Clustering in massive neutrino cosmologies via Eulerian Perturbation Theory

We introduce an Eulerian Perturbation Theory to study the clustering of tracers for cosmologies in the presence of massive neutrinos. Our approach is based on mapping recently-obtained Lagrangian Perturbation Theory results to the Eulerian framework. We add Effective Field Theory counterterms, IR-resummations and a biasing scheme to compute the one-loop redshift-space power spectrum. To assess our predictions, we compare the power spectrum multipoles against synthetic halo catalogues from the QUIJOTE simulations, finding excellent agreement on scales k less than or similar to 0.25 h Mpc(-1) . One can obtain the same fitting accuracy using higher wave-numbers, but then the theory fails to give a correct estimation of the linear bias parameter. We further discuss the implications for the tree-level bispectrum.

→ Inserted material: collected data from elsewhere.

PR #253, opened 2025-10-31
Amend override long description

foxish:
Same content, just organized it a bit for easier comprehension.

### DIFF
--- a/internal/command/local/override/command.go
+++ b/internal/command/local/override/command.go
@@ -19,7 +19,7 @@ How it works:
 - Any HTTP request (including gRPC) to your sandbox is first routed to your local service.
 - Your local service processes the request and replies.
 - By default:
-    * If your local service's response contains the header 'sd-override: true' (for HTTP), or the metadata 'sd-override: true' (for gRPC), the response from your local service is immediately sent back to the client—the request does NOT reach the original sandbox workload.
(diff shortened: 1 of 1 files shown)


internal/command/local/override/command.go
```diff
@@ -13,24 +13,22 @@ func New(local *config.Local) *cobra.Command {
...
-should not be overridden. When set, all other traffic will be overridden
-except for the specified status codes, which will fall through to the
-original sandboxed destination.`,
+		Long: `The 'override' command lets you intercept both HTTP and gRPC traffic coming into your sandbox and process it with a local service you specify (such as on your laptop).
+
+How it works:
+- Any HTTP or gRPC request to your sandbox is first routed to your local service.
+- Your local service processes the request and replies.
+- By default:
+    * If your local service's response contains the header 'sd-override: true' (for HTTP), or the metadata 'sd-override: true' (for gRPC), the response from your local service is immediately sent back to the client—the request does NOT reach the original sandbox workload.
```
scott-cotton: > or the metadata 'sd-override: true' (for gRPC)

I have not tested this.  Looked at the implementation, and it looks like it would likely work, but it would go through several implicit coding steps under the hood:  gRPC metadata -> http2 headers -> plain Go http headers (using http2 transport on top of http).

I think @daniel-de-vera tested this?

foxish: I removed the reference to metadata, @daniel-de-vera  tells me it's untested and we can leave it as "set a response header" instead for both HTTP and gRPC.

PR #259, opened 2025-10-31
tui improve help view

davixcky:
- **make help view more colored and organized**
- **fix left pane not showing request on follow mode but focus right**


foxish:
Seems not responsive @davixcky 

image

PR #268, opened 2025-11-04
improvements to tw reliability

scott-cotton:
uses new libconnect with improvements for reliability 
(depends on https://github.com/signadot/libconnect/pull/142)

Finally, calculating loop corrections is computationally costly, hence we derive an accurate approximation wherein we retain only the main features of the kernels, as produced by changes to the growth rate. As a result, we show how FFTLoG methods can be used to further accelerate the loop computations with these reduced kernels.

Automated summary

An Eulerian Perturbation Theory is introduced to study the clustering of tracers in cosmologies with massive neutrinos, incorporating Effective Field Theory counterterms, IR-resummations, and biasing scheme for one-loop redshift-space power spectrum calculation. Comparisons with synthetic halo catalogues show good agreement on scales up to 0.25 h Mpc(-1), but higher wave-numbers lead to inaccurate estimation of the linear bias parameter. An accurate approximation method is derived to reduce computational cost for loop corrections and accelerate calculations with FFTLoG methods.